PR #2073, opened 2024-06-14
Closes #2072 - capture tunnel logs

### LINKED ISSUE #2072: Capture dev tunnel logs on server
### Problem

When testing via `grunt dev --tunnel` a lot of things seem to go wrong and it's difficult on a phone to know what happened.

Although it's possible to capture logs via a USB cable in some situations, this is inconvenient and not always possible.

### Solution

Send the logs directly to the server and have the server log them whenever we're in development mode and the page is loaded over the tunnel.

● ● ● ● ● ● ●

### To do
Begin at the line that has "When testing via" in the entries above; stop after the line that has "### Solution". Transcribe exactly those lines and no others.

### Exercise answer
When testing via `grunt dev --tunnel` a lot of things seem to go wrong and it's difficult on a phone to know what happened.

Although it's possible to capture logs via a USB cable in some situations, this is inconvenient and not always possible.

### Solution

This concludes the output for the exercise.